Nitrate reduction in sulfate reducing bacteria

Angeliki Marietou

Center for Geomicrobiology, Department of Bioscience, Aarhus University, Ny Munkegade 114, DK-8000 Aarhus C, Denmark

Sulfate is the most abundant and thermodynamically stable form of sulfur in our planet with a great diversity of sulfate reducing
bacteria (SRBs) isolated from a wide range of environments. Since the isolation of the first sulfate reducing bacterium at the end of
the 19th century, there has been an increasing understanding of their ecology, physiology, and their role in carbon mineralization.
SRBs gain their cell energy by coupling the oxidation of organic substrates to the reduction of sulfate to sulfide via a stepwise eight-
electron transfer process. Several SRBs are able to use alternative terminal electron acceptors to sulfate such as sulfonates, nitrate,
nitrite, iron, and manganese. Contrary to iron and manganese reduction there are very few studies addressing the ecological and
physiological significance of nitrate reduction in SRBs. The use of nitrate as an alternative terminal acceptor could confer a significant
advantage to nitrate-respiring SRBs under sulfate-limited or oxygen-stress conditions.

Desulfovibrio desulfuricans 27774 is an example of a SRB that can use nitrate reduction for growth in the absence of sulfate
(Marietou et al. 2009).

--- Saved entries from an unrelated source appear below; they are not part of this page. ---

PR #2533, opened 2017-04-14
Problem: FD set copying for Windows still not optimal in some places.

bjovke:
Solution: Improved `memcpy()` of FD sets for Windows builds on three locations in code where FD sets are being copied.

### DIFF
--- a/src/select.cpp
+++ b/src/select.cpp
@@ -401,16 +401,36 @@ zmq::select_t::fds_set_t::fds_set_t ()
 
 zmq::select_t::fds_set_t::fds_set_t (const fds_set_t& other_)
 {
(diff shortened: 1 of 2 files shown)


pijyoi:
In zmq.cpp, 
"fd_set pollset_in  = { 0 };" should likewise be converted to use FD_ZERO.

pijyoi:
Hmm, it was commit b3d5fa63a0643afdf7de44dc1739725766ae459e that changed usage of FD_ZERO to manually zeroing out the fdset in order to silence Coverity.

On Windows, FD_ZERO merely sets the number of entries to 0.

bluca:
In some cases static analyzers don't get it right, so it's fine to override them if you think it's the best way

PR #2534, opened 2017-04-14
Problem: Minor inconsistency in macro syntax. Solution: Code fixed.

bjovke:


src/proxy.cpp
```diff
@@ -69,7 +69,7 @@
         delete poller_both_blocked;\
         delete poller_frontend_only;\
         delete poller_backend_only;\
-    } while (0)
+    } while (true)
```
bluca: surely you meant while (false) ?

bjovke: @bluca Actually yes.....

bjovke: I can't believe I did this...

bjovke:
@bluca Sorry. Now it should be OK. Two brains are better than one.

bluca:
no worries

Issue #2531, opened 2017-04-13
ZMQ_GSSAPI_PRINCIPAL sockopt has no effect on client side


garlick:
I am trying to get GSSAPI security working with my application, and indeed seem have it going with libzmq 4.1.4 and czmq 3.0.2.  (My compliments to the author for getting this integrated with the libzmq security framework!)  However, this one quirk puzzles me:

Setting ZMQ_GSSAPI_PRINCIPAL (e.g. with czmq 3.0.2 `zsock_set_gssapi_principal()`  seems not to matter on the client end.  I can set it to a random string, or not set it all, and authentication still works using the default principal, presumably figured out by the underlying libkrb5.   It does not seem possible to influence the choice of principal, even when several are available in the credential cache.

This would seem contrary to how  [@cbusbey's gist](https://gist.github.com/cbusbey/11265987) indicates it should work.

If anyone else is working with GSSAPI perhaps they can confirm these results, or explain why this is OK.  Meanwhile I will try to put together a simple reproducer.

TL;DR downstream issue is flux-framework/flux-core#758

bluca:
I can't say I'm familiar with GSSAPI, but the only thing that ZMQ_GSSAPI_PRINCIPAL variable seem to be used for is this call to acquire_credential:

https://github.com/zeromq/libzmq/blob/master/src/gssapi_client.cpp#L63

Does it ring a bell?

garlick:
Maybe, though I'm also not too familiar.  Still I'll have a go :-)

According to [zmq_gssapi(7)](http://api.zeromq.org/4-2:zmq-gssapi) ZMQ_GSSAPI_PRINCIPAL sockopt is supposed to be set on both client and server side. `acquire_credential()` definitely works correctly on the server side to establish the service principal that must match the client's service principal (set with a different sockopt).

On the client side, the "service_name" arg to `acquire_credential()` is the client principal yet the GSS_C_NT_HOSTBASED_SERVICE flag is unconditionally set in the name provided to the second arg of `gss_acquire_cred()`.

According to https://web.mit.edu/kerberos/krb5-1.12/doc/appdev/gssapi.html

> If the desired name for a krb5 initiator credential is a host-based name, it is converted to a principal name of the form service/hostname in the local realm, where hostname is the local hostname if not specified. 

Hmm, maybe that's causing `gss_acquire_cred()` to fail?

[...]

PR #2541, opened 2017-04-20
fix misc. bugs in GSSAPI support

garlick:
As discussed in #2531, the ZMQ_GSSAPI_PRINCIPAL socket option cannot be used on the client side due to an incorrect flag in the call to `gss_acquire_cred()` which makes a successfully acquired cred unusable in `gss_init_sec_context()`.  This probably went unnoticed because client creds are acquired with the GSS_C_NT_HOSTBASED_SERVICE flag which would fail for a user principal.  Failure to acquire a credential is not treated as a fatal error - the code proceeds to call `gss_init_sec_context()` with a NULL cred, which indicates that the default credentials should be used.   This PR fixes the incorrect flag, and changes the logic to abort authentication if credentials cannot be acquired for the desired principal.

The code is written so that not setting ZMQ_GSSAPI_PRINCIPAL on either client or server causes default credentials to be used, and in fact this may be desirable.  On the client side, not specifying it is the only way to use a user principal, and on the server side, according to https://web.mit.edu/kerberos/krb5-1.13/doc/appdev/gssapi.html
> The simplest choice is to pass GSS_C_NO_CREDENTIAL as the acceptor credential. In this case, clients may authenticate to any service principal in the default keytab (typically DEFKTNAME, or the value of the KRB5_KTNAME environment variable). This is the recommended approach if the server application has no specific requirements to the contrary.

The zmq_gssapi(7) manual page is updated to indicate that ZMQ_GSSAPI_PRINCIPAL is optional.

Finally, configure.ac is updated to fix an missing AC_DEFINE that was preventing the GSSAPI support from being compiled when `--with-libgssapi_krb5` is configured.

I've tested GSSAPI with these fixes in two scenarios:

1) My user principal authenticating to a service principal (keytab), with ZMQ_GSSAPI_PRINCIPAL not set on client, and both with and without ZMQ_GSSAPI_PRINCIPAL option set on server.

2) Service principal (keytab) to service principal (keytab), with and without ZMQ_GSSAPI_PRINCIPAL option set on client and server.  (client and server can use same or different principals).

### DIFF
--- a/configure.ac
+++ b/configure.ac
@@ -427,7 +427,8 @@ AC_ARG_WITH([libgssapi_krb5], [AS_HELP_STRING([--with-libgssapi_krb5],
 # conditionally require libgssapi_krb5
 if test "x$require_libgssapi_krb5_ext" != "xno"; then
     AC_CHECK_HEADERS(gssapi/gssapi_generic.h)
-    AC_SEARCH_LIBS([gss_init_sec_context], [gssapi_krb5 gssapi],,
+    AC_SEARCH_LIBS([gss_init_sec_context], [gssapi_krb5 gssapi],
+        AC_DEFINE(HAVE_LIBGSSAPI_KRB5, [1], [Enabled GSSAPI security]),
         AC_MSG_ERROR(libgssapi_krb5 is needed for GSSAPI security))
 fi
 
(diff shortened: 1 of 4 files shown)


bluca:
Thanks.

Is reverting to the default credential bad from a security point of view? If so, could you please backport to zeromq4-1 which is also affected?

garlick:
(sorry for the multiple edits of my description while you were possibly reading it!)

I don't _think_ it's necessarily a security problem, more of a usability one.  The client's principal still has to be valid (even if it's not the intended one), and the server still has a to allow that principal to connect (via ZAP).  The connection is still secure.

bluca:
Ok, thanks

Nitrate is reduced to ammonia via a two step process; first nitrate is reduced to nitrite by the periplasmic
nitrate reductase NapA and then nitrite is reduced to ammonia by the membrane anchored nitrite reductase complex NrfHA
(Marietou et al. 2009). Interestingly, a recent SRB isolate from acidic river sediments, Desulfosporosinus acididurans, has the ability
to reduce nitrate but lacks a putative napA gene (Sánchez-Andrea et al. 2015). In silico analysis of the D. acididurans genome
showed the presence of a putative narG gene (Table 1). NarG is the catalytic subunit of a respiratory membrane-bound nitrate
reductase with the active site localized on the cytoplasmic face of the membrane (Kristjansson and Hollocher, 1979). Further in silico
analysis showed that additional SRBs contain genes in their genomes that encode putative NarG proteins (Table 1). Studies in
Escherichia coli that has both the periplasmic (NapA) and respiratory (NarG) nitrate reductase systems suggest that the Nap system
is active at low nitrate concentrations while the NarG system is utilized at high nitrate concentrations (Potter et al. 1999).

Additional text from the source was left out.